Today, Palermo’s ancient quarters are once more a vibrant warren abuzz with global immigrants. Living and operating businesses alongside native Sicilians are Nigerians, Ghanaians, Arabs, Indians, Pakistanis, Bangladeshis, and, especially in the port warehouse district, Chinese. South of Via Cavour, in the heart of old Palermo, the narrow, winding ways are festooned with street signs in Italian, Hebrew, and Arabic, celebrating the city’s cosmopolitan heritage.

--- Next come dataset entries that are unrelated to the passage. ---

PR #1280, opened 2021-08-12
Add the domain DNS refresh request time field to the DB schema

CydeWeys:
This isn't used yet, but it will eventually be the replacement for the dns-pull
task queue once we get further in the migration.

---
This change is [Reviewable](https://reviewable.io/reviews/google/nomulus/1280)


weiminyu (changes requested):
> *[Reviewable](https://reviewable.io/reviews/google/nomulus/1280)* status: 0 of 7 files reviewed, 1 unresolved discussion (waiting on @CydeWeys)

___
*[core/src/main/java/google/registry/model/domain/DomainContent.java, line 326 at r1](https://reviewable.io/reviews/google/nomulus/1280#-MgzzGTL2CIs5hahbnF_:-MgzzGTL2CIs5hahbnFa:be04ofh) ([raw file](https://github.com/google/nomulus/blob/68c0d65ad5c1e58180480644f3f796d7b199f3a7/core/src/main/java/google/registry/model/domain/DomainContent.java#L326)):*
> ```
> DateTime dnsRefreshRequestTime
> ```
I don't think this would work with Hibernate. Hibernate will attempt to read this field when loading entities.

There is no way to avoid discrepancy between golden schema and generated schema during a schema change. You may want to leave db-schema.generated as changed in this PR to pass presubmit tests.

CydeWeys (commented):
> *[Reviewable](https://reviewable.io/reviews/google/nomulus/1280)* status: 0 of 7 files reviewed, 1 unresolved discussion (waiting on @weiminyu)

___
*[core/src/main/java/google/registry/model/domain/DomainContent.java, line 326 at r1](https://reviewable.io/reviews/google/nomulus/1280#-MgzzGTL2CIs5hahbnF_:-Mh-Jm9F0LWAYyVKGxgk:b-896fix) ([raw file](https://github.com/google/nomulus/blob/68c0d65ad5c1e58180480644f3f796d7b199f3a7/core/src/main/java/google/registry/model/domain/DomainContent.java#L326)):*

> ```
> DateTime dnsRefreshRequestTime
> ```
I don't think this would work with Hibernate. Hibernate will attempt to read this field when loading entities.

There is no way to avoid discrepancy between golden schema and generated schema during a schema change. You may want to leave db-schema.generated as changed in this PR to pass presubmit tests.
</blockquote></details>

Done.

weiminyu (approved):
> *[Reviewable](https://reviewable.io/reviews/google/nomulus/1280)* status: 0 of 7 files reviewed, all discussions resolved (waiting on @CydeWeys)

At a surprising number of spots, though, the crooked rows of old buildings can suddenly resemble a gap-toothed mouth. That struck me especially around the Ballarò, the centuries-old serpentine outdoor market bursting with sumptuous fresh produce, fish, meat, cheeses, and dry goods, and in the neighborhood surrounding the galleria dell’arte regionale. These bombed-out husks, I discovered, are Operation Husky’s eerie legacy: in one more Sicilian irony, this isn’t all authentic war damage. From the 1950s on, reconstruction funds were channeled through the Mafia who, abetted by America’s fear of communism, burrowed deeply into the postwar Italian power structure. Surprise! Their “restored” buildings often fell down. Mala fortuna. Since the tangentopoli scandals of the 1990s blew the Mafia and the Italian political system to pieces, downtown Palermo, at least, is slowly being rebuilt, once again.
When You Go
There are no direct flights from the United States to Palermo; instead, change planes in Rome, Milan, or Madrid. The city is about a 30-minute bus, train, or cab ride from Palermo Airport.
Where to Eat
Sicily is probably where Persian noodles became Italian vermicelli, thanks to the Arabs. Those master agriculturalists also endowed the island with its wealth of citrus fruits and sugar—key to Sicilian desserts. In Palermo, try pasta Norma (eggplant and salted ricotta) or pasta alle vongole (clams in the shell), then enjoy fresh pesce spada (swordfish), calamari (squid), and gamberi (Mediterranean shrimp), excellent with nero d’avola, the rich, chewy local red wine, at Il Proverbio (Discesa Dei Giudici 24; 091 6173267) or Lo Sparviero (Via Sperlinga 25; 091 331163). Around Piazza Olivella, behind the museo archeologico, are more than a dozen eateries and lots of local color. For superb pizza, check out Pizzeria Bellini (Piazza Bellini 6; 091 6165691): its outdoor seating faces a Arab-Norman chapel and a Renaissance church. In Agrigento, Il Capriccio di Mare has excellent seafood and pasta (Via Nettuno 27; 092 2411761); the spaghetti al nero di seppia at Taverna del Pavone in Monreale is outstanding (Vicolo Pensato 18; 091 6406414).
What Else to See
A short bus ride connects Palermo to Monreale, a hilltop town with the most stunning Arab-Norman duomo and cloister in Sicily; in August 1943 GIs gathered here for a celebratory service. Cefalu, another Arab-Norman site, attracted hordes of GI tourists. Along the often-spectacular coastline between Palermo and Messina, occasional ruins of wartime bunkers peek out, visible from the train.